** Instructions to follow **
Tally every line of the records below that includes "thus", and reply with the total alone.

** Data shown **
PR #2374, opened 2017-05-23
workflows: fix arxiv_plot_extract

### LINKED ISSUE #2371: We are storing str(file) rather than files.

jacquerie:
Closes #2371 
Closes #2372 

Makes so that actual files are attached as plots, and not the
string representations of their file descriptors.

### DIFF
--- a/inspirehep/modules/workflows/tasks/arxiv.py
+++ b/inspirehep/modules/workflows/tasks/arxiv.py
@@ -31,7 +31,6 @@ from functools import wraps
 import backoff
 from flask import current_app
 from lxml.etree import XMLSyntaxError
-from six import BytesIO
 from wand.exceptions import DelegateError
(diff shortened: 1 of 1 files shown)


kaplun:
... but after the discussion on `.get()` you merged the version with `.get('url')` without tests, rather than `['url']` :confused:

jacquerie:
You don't change behavior where you have no tests.

PR #2375, opened 2017-05-26
workflows: support storage of original source

### LINKED ISSUE #1666: JSON Store
In order to support the needs of the three-ways merging of JSON-Merger we need to implement a JSON-store.

Such store would need to store the last JSON version of a record as it came from a given source. E.g. one entry for the JSON from arXiv, one for the JSON from e.g. Elsevier. The stored JSON is the one right before it's being merged into the record.

Such store could be implemented as:

object_uuid, data, source, version/timestamp.

API could be:

``` python
def store_json(object_uuid, json_data, source):
    pass

def get_last_json(object_uuid, source):
    pass

def garbage_collect():
    remove any previous version of a given source
```

kaplun:
* Implements easy API functions:
  store_original_record_for_source() and
  retrieve_original_record_for_source() allowing to preserve and
  later retrieve the original JSON source corresponding to a given
  publisher. (closes #1666)

### DIFF
--- a/inspirehep/modules/workflows/models.py
+++ b/inspirehep/modules/workflows/models.py
@@ -26,6 +26,9 @@ from __future__ import absolute_import, division, print_function
 
 from datetime import datetime
 
+from sqlalchemy.dialects import postgresql
+from sqlalchemy_utils.types import JSONType, UUIDType
+
 from invenio_db import db
 
 
@@ -74,3 +77,26 @@ class WorkflowsPendingRecord(db.Model):
         nullable=False,
     )
     record_id = db.Column(db.Integer, nullable=False)
+
+
+class WorkflowsRecordSources(db.Model):
+
+    __tablename__ = "workflows_record_sources"
+    __table_args__ = (
+        db.PrimaryKeyConstraint('record_id', 'source'),
+    )
+    source = db.Column(db.Text, default="", nullable=False)
+    record_id = db.Column(
+        UUIDType,
+        db.ForeignKey("records_metadata.id", ondelete='CASCADE'),
+        primary_key=True,
+        nullable=False,
+    )
+    json = db.Column(
+        JSONType().with_variant(
+            postgresql.JSON(none_as_null=True),
+            'postgresql',
+        ),
+        default=lambda: dict(),
+        nullable=True
+    )
--- a/inspirehep/modules/workflows/tasks/merging.py
+++ b/inspirehep/modules/workflows/tasks/merging.py
@@ -1,0 +1,44 @@
+# -*- coding: utf-8 -*-
+#
+# This file is part of INSPIRE.
+# Copyright (C) 2014-2017 CERN.
+#
+# INSPIRE is free software: you can redistribute it and/or modify
+# it under the terms of the GNU General Public License as published by
+# the Free Software Foundation, either version 3 of the License, or
+# (at your option) any later version.
+#
+# INSPIRE is distributed in the hope that it will be useful,
+# but WITHOUT ANY WARRANTY; without even the implied warranty of
+# MERCHANTABILITY or FITNESS FOR A PARTICULAR PURPOSE. See the
+# GNU General Public License for more details.
+#
+# You should have received a copy of the GNU General Public License
+# along with INSPIRE. If not, see <http://www.gnu.org/licenses/>.
+#
+# In applying this license, CERN does not waive the privileges and immunities
+# granted to it by virtue of its status as an Intergovernmental Organization
+# or submit itself to any jurisdiction.
+
+"""Tasks related to record merging."""
+
+from __future__ import absolute_import, division, print_function
+
+from invenio_pidstore.resolver import PersistentIdentifier
+
+from inspirehep.utils.record import get_source, get_recid
+
+from ..utils import with_debug_logging, retrieve_root_json as _retrieve_root_json
+
+@with_debug_logging
+def retrieve_root_json(obj, eng):
+    """Retrieve the root JSON.
+
+    Retrieves the root JSON corresponding to the current matched record and the
+    provided source.
+    The root version is stored in `obj.extra_data['root_json']`.
+    """
+    source = get_source(obj.metadata)
+    recid = get_recid(obj.metadata)
+    record_uuid = PersistentIdentifier.get('literature', recid).object_uuid
+    obj.extra_data['root_json'] = _retrieve_root_json(record_uuid, source)
--- a/inspirehep/modules/workflows/utils.py
+++ b/inspirehep/modules/workflows/utils.py
@@ -34,8 +34,9 @@ import backoff
 import requests
 import urllib3
 from flask import current_app
+from invenio_db import db
 
-from .models import WorkflowsAudit
+from .models import WorkflowsAudit, WorkflowsRecordSources
 
 
 LOGGER = logging.getLogger(__name__)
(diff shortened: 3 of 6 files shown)


tests/integration/workflows/test_utils.py
```diff
@@ -0,0 +1,62 @@
...
+# GNU General Public License for more details.
+#
+# You should have received a copy of the GNU General Public License
+# along with INSPIRE. If not, see <http://www.gnu.org/licenses/>.
+#
+# In applying this license, CERN does not waive the privileges and immunities
+# granted to it by virtue of its status as an Intergovernmental Organization
+# or submit itself to any jurisdiction.
+
+"""Tests for Workflows utils."""
```
jacquerie: We don't add docstrings to tests because we rely on naming conventions: in fact, this file should be called `tests/integration/workflows/test_workflow_utils.py`.

inspirehep/modules/workflows/utils.py
```diff
@@ -176,3 +177,41 @@ def download_file_to_workflow(workflow, name, url):
...
+    Given a previously matched ``record_id`` (i.e. its UUID), the ``source``
+    information (e.g. `arXiv` or `Elsevier`) returns the original record if
+    existing or `None` otherwise.
+    """
+    entry = WorkflowsRecordSources.query.filter(
+        WorkflowsRecordSources.record_id == record_id,
+        WorkflowsRecordSources.source == source
+    ).first()
+    if entry:
+        return entry.json
```
jacquerie: It really looks like to me that you're reimplementing `one_or_none` here.

tests/integration/workflows/test_utils.py
```diff
@@ -0,0 +1,62 @@
...
+import pytest
+
+from invenio_db import db
+
+from inspirehep.modules.workflows.utils import store_original_record_for_source, retrieve_original_record_for_source
+
+
+@pytest.fixture()
+def dummy_record(small_app):
+    from invenio_records.api import Record
```
jacquerie: Why is this import internal? If it doesn't need to be, it should be pulled up with the others. Moreover, I think we use everywhere `InspireRecord` because its `delete` plays nicer with the tests.

inspirehep/modules/workflows/utils.py
```diff
@@ -176,3 +177,41 @@ def download_file_to_workflow(workflow, name, url):
         if req.status_code == 200:
             workflow.files[name] = req.raw
             return workflow.files[name]
+
+
+def store_original_record_for_source(record_id, source, data):
+    """Store the original record for a given source.
+
+    Given a previously matched ``record_id`` (i.e. its UUID), the ``source``
```
jacquerie: If the `record_id` is in fact a `uuid` it should be called `record_uuid`, no? Otherwise I would expect to be able to put a `control_number` there.

inspirehep/modules/workflows/utils.py
```diff
@@ -176,3 +177,41 @@ def download_file_to_workflow(workflow, name, url):
         if req.status_code == 200:
             workflow.files[name] = req.raw
             return workflow.files[name]
+
+
+def store_original_record_for_source(record_id, source, data):
```
jacquerie: The API (this function and the next) sounds a bit awkward: names are long, but do not explain themselves very well. That said, good names come from their users, and since this PR does not include uses it's hard to tell which better names we could give them.

tests/integration/workflows/test_utils.py
kaplun: OK. I add it because I cut & paste from a file in the same folder which had it.

tests/integration/workflows/test_utils.py
kaplun: > Why is this import internal?

Was thinking to import globally the functions that are under tests, while import locally the rest of the auxiliary functions. But indeed no other good reason.

> because its `delete` plays nicer with the tests.

Mmh. `InspireRecord.delete()` is not good for tests because it's a soft delete, so tables are not well cleaned afterwards. On the other hand I see can user `InspireRecord._delete()` which is implementing Invenio's one, which rightfully can implement a `force`-delete, and apply all the ondelete-cascade triggers.

inspirehep/modules/workflows/utils.py
kaplun: You are right. It's a bit sad that the original APIs called it `record_uuid` in the first place, because this is mixing up type with semantic. But too bad.

inspirehep/modules/workflows/utils.py
kaplun: Yup, usage soon to come in additional commits.

Possible better name could be:
* `store(/put/persist?)_root_json()`
* `retrieve(/get/recover?)_root_json()`

WDYT?

inspirehep/utils/record.py
```diff
@@ -164,3 +164,13 @@ def is_complete(publication_info):
...
+
+
+def get_source(record):
+    """Return the first available source of a record."""
+    return get_value(record, 'acquisition_source[0].source')
+
+
+def get_recid(record):
+    """Return the record ID."""
+    return get_value(record, 'self_recid')
```
kaplun: `self_recid` is only in ES. We shall use `control_number`.

inspirehep/modules/workflows/tasks/merging.py
```diff
@@ -0,0 +1,44 @@
...
+@with_debug_logging
+def retrieve_root_json(obj, eng):
+    """Retrieve the root JSON.
+
+    Retrieves the root JSON corresponding to the current matched record and the
+    provided source.
+    The root version is stored in `obj.extra_data['root_json']`.
+    """
+    source = get_source(obj.metadata)
+    recid = get_recid(obj.metadata)
```
kaplun: This is `.data`

inspirehep/modules/workflows/models.py
```diff
@@ -74,3 +77,26 @@ class WorkflowsPendingRecord(db.Model):
...
+class WorkflowsRecordSources(db.Model):
+
+    __tablename__ = "workflows_record_sources"
+    __table_args__ = (
+        db.PrimaryKeyConstraint('record_id', 'source'),
+    )
+    source = db.Column(db.Text, default="", nullable=False)
+    record_id = db.Column(
+        UUIDType,
+        db.ForeignKey("records_metadata.id", ondelete='CASCADE'),
```
jacquerie: This only allows for a 1-N relationship between records and workflow records. This is not the right relationship, because we might ingest things that will not become records, but are workflow records (we ingested them, but we also rejected them). This needs instead to be a M-N relationship with a connecting table.

See: https://en.wikipedia.org/wiki/One-to-many_(data_model) vs. https://en.wikipedia.org/wiki/Many-to-many_(data_model).

jacquerie: CC: @rikirenz

kaplun: I don't see why this requires an N-M model in the case of non ingested records. Even in that case only one workflow record (identified how?) will match to N sources.

But IMHO to wishing to merge rejected record introduces an unnecessary complexity. If they were rejected the first time, they are surely NON-CORE, therefore, if this time we are accepting them, we can simply take the current version. (this was not discussed but I believe such simplification will make our goals more realistic). We can always have rejected records to be instantiated as stub record, thus be stored as regular one...

jacquerie: As I said, because with this DB schema you cannot model the (typical) case in which you harvest a record, but you decide not to accept it in INSPIRE.

david-caro: This is not a relation between wokflow records and records, it's between records and sources no? Records being recids, merging both, workflow and non-workflow, that's why we reserve a record id at the start of the workflow no?

kaplun: @jacquerie even in that case it's a 1 to N relation but with a different table. And it's not going to be typical. The typical is accepted paper and publisher or arxiv updates come. 

@david-caro correct. It's unrelated with workflows.

jacquerie: You want @rikirenz and @ammirate to use this to store the distinct sources that contribute to a record. Problem: when you first ingested this record, before it was accepted by a curator, which record were you pointing at with this column?

inspirehep/modules/workflows/models.py
```diff
@@ -74,3 +77,26 @@ class WorkflowsPendingRecord(db.Model):
...
+        primary_key=True,
```
jacquerie: If `record_id` is a primary key for this table then you can have at most one source per...

inspirehep/modules/workflows/models.py
kaplun: I think you should not check this PR anymore, since it's superseded by #2423 where they have implemented all this business logic.

There is no record in this table at the beginning. This table is populated the first time only after the record is actually accepted by the curator and added into the system (thus receiving a UUID).

inspirehep/modules/workflows/models.py
kaplun: Fully correct! This flag is wrong. @rikirenz can you correct this into your PR?

kaplun:
Note this is superseded by #2423 .

PR #2376, opened 2017-05-26
build: pin invenio-workflows to the major version

david-caro:


david-caro:
This allows us to upgrade invenio-workflows when there's no major version change (for example, to get https://github.com/inveniosoftware-contrib/invenio-workflows/pull/41)

jacquerie:
By reading [PEP 440](https://www.python.org/dev/peps/pep-0440/#compatible-release), it looks like this constraint can be more succintly expressed as `invenio-workflows~=6.0.5`.

PR #2377, opened 2017-05-29
setup: pin requests and docutils

jacquerie:
This build broke because `requests==2.15.0` was a bad version: https://travis-ci.org/inspirehep/inspire-next/builds/236661038

The [current build](https://travis-ci.org/inspirehep/inspire-next/builds/236879618) instead breaks because `requests~=2.16.5` has changed significantly how exception handling happens in `requests`.

### DIFF
--- a/setup.py
+++ b/setup.py
@@ -126,6 +126,7 @@ extras_require = {
         'mock',
         'Sphinx<1.6',
         'sphinxcontrib-napoleon>=0.6.1',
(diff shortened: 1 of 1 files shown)


jacquerie:
...great. `docutils==0.14rc1` was also broken: https://travis-ci.org/inspirehep/inspire-next/jobs/237030100#L1789.

PR #3908, opened 2019-12-09
setup: bump invenio-oauth2server to v1.0.4

drjova:


ammirate:
After deploy to prod, we can also delete our fork.

PR #3910, opened 2019-12-11
setup: pin coverage.py

jacquerie:
Collecting the coverage metrics on Coveralls has been broken since
September 2018 due to a change in the format of the .coverage file
that happened in coverage==5.0a2. So we can restore it by pinning
the previous and current stable version.

Last build that passed: https://coveralls.io/builds/18814566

** Completed task **
2